Back to School: Study says U.S. PE multiples fell in 2014

  • Median EBITDA for buyouts declines to 8.9x in 2014
  • U.S. buyout firms complete 2,955 deals
  • Firms raise total of $189 bln

It had to happen eventually. Median EBITDA multiples fell for U.S. buyouts in 2014.

After hitting the double digits – 10x – in 2013, the median EBITDA multiple for U.S. buyouts declined to 8.9x last year, according to a report from data provider PitchBook. The debt component of the median EBITDA multiple also fell from 6.5x to 5.8x.

“Multiples are hard to quantify and should be taken with a grain of salt, especially since different segments of the market will command different multiples,” according to PitchBook’s 2015 Annual U.S. Private Equity Breakdown.

That said, high valuations put downward pressure on deal flow, forcing some private equity sponsors to stay “on the sidelines” through the fourth quarter, according to the report. U.S. private equity firms closed 625 deals worth $109 billion during the quarter, the lowest total since the first quarter of 2013.

Even with an anemic fourth quarter, however, overall deal volume increased by roughly 4 percent year-over-year, according to the report. U.S. buyout firms completed 2,955 deals amounting to $522.6 billion of total value, compared to 2,947 deals worth $501.5 billion in 2013.
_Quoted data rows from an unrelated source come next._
PR #487, opened 2019-04-30
Superb guide: Sort projects locally instead of using the api sort

GregWeil:
## Links
https://glitch.manuscript.com/f/cases/3328449/odd-behavior-on-the-community-site

## Changes:
Stop using orderKey=userLastAccess and do the sort locally. Old projects (seemingly before March 2019, so not that old) don't have userLastAccess set, so it ends up looping the requests once it tries to make a request with `?lastOrderValue=&`. This sorts locally, using the lastAccess field for projects without a userLastAccess field. (Projects with userLastAccess are always put before projects without it)

### DIFF
--- a/src/models/project.js
+++ b/src/models/project.js
@@ -25,13 +25,15 @@ export function getRemixUrl(domain, editorUrl = EDITOR_URL) {
   return `${editorUrl}#!/remix/${domain}`;
 }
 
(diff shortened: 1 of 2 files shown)


GregWeil:
I tested with a lower number of projects loaded per request 👍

The decline in EBITDA multiples may be due to firms placing greater emphasis on mid-market acquisitions, which traditionally offer lower EBITDA multiples, according to PitchBook data. “Even big firms like Carlyle and TPG did more small deals in 2014, and they expect to keep exploring the middle market in the near-medium term,” the report said.

Add-ons have become an increasingly vital part of the buyout universe over the last five years. Those deals accounted for less than half the buyouts completed in 2010, but since then have accounted for a larger percentage of deal flow each year, according to the report. U.S. firms completed 1,275 add-ons in 2014, which represents 60 percent of the total number of buyouts completed.

Fundraising holds steady

Fundraising remained strong in 2014, with 283 funds closing on $189 billion of commitments.

While that represents a decline from 2013, when U.S. firms closed on $220 billion across 287 funds, it is also significantly more than what was raised in every other year since the global financial crisis. (Buyouts previously reported that U.S. firms raised $200 billion as of mid-December.)

“It’s not much of a surprise that the PE firms found it easier to fundraise over the last two years,” the report said. “First off, while mega-funds have come back in a big way in 2013 and 2014, the number of funds to close with less than $100 million has more than doubled since a low of 51 in 2009.”

Almost 110 small funds closed in 2014, thanks largely to how easy it has become to pitch smaller vehicles to limited partners, according to the report.

Average closing times also reflected the easier fundraising environment, with funds spending an average of 13.7 months marketing their vehicles, according to the report.

“The question now is whether this two-year trend will continue,” the report said. “There are both reasons to be optimistic and concerned. PE firms have received positive news from limited partners, some of which have begun or plan to re-evaluate shifting away some of their allocations from hedge funds.” That could free up more capital for private equity.

Still, there is a concern that too much LP money has already made its way into the asset class, leaving GPs “with more commitments than they know what to do with,” the report said.